_Exercise materials_
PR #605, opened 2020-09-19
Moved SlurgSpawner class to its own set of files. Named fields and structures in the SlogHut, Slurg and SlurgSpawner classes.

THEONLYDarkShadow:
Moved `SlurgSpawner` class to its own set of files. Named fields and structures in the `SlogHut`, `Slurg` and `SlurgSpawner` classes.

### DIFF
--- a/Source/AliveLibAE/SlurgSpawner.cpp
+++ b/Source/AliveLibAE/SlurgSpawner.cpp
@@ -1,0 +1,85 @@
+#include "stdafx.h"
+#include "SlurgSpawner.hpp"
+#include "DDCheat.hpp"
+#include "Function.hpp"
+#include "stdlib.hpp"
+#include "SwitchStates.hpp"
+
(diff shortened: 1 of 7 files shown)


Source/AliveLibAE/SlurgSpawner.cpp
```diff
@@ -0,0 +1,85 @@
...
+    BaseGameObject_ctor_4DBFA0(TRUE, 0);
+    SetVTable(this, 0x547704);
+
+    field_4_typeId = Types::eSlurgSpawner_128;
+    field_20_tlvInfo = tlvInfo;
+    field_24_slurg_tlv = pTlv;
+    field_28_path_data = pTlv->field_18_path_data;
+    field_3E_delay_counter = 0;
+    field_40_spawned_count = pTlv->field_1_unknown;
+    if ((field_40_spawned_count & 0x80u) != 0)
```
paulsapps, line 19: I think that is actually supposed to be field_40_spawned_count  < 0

_Assigned task_
Only lines that include "pTlv" belong in the answer; return them from the entries above.

_Reply_
+    field_24_slurg_tlv = pTlv;
+    field_28_path_data = pTlv->field_18_path_data;
+    field_40_spawned_count = pTlv->field_1_unknown;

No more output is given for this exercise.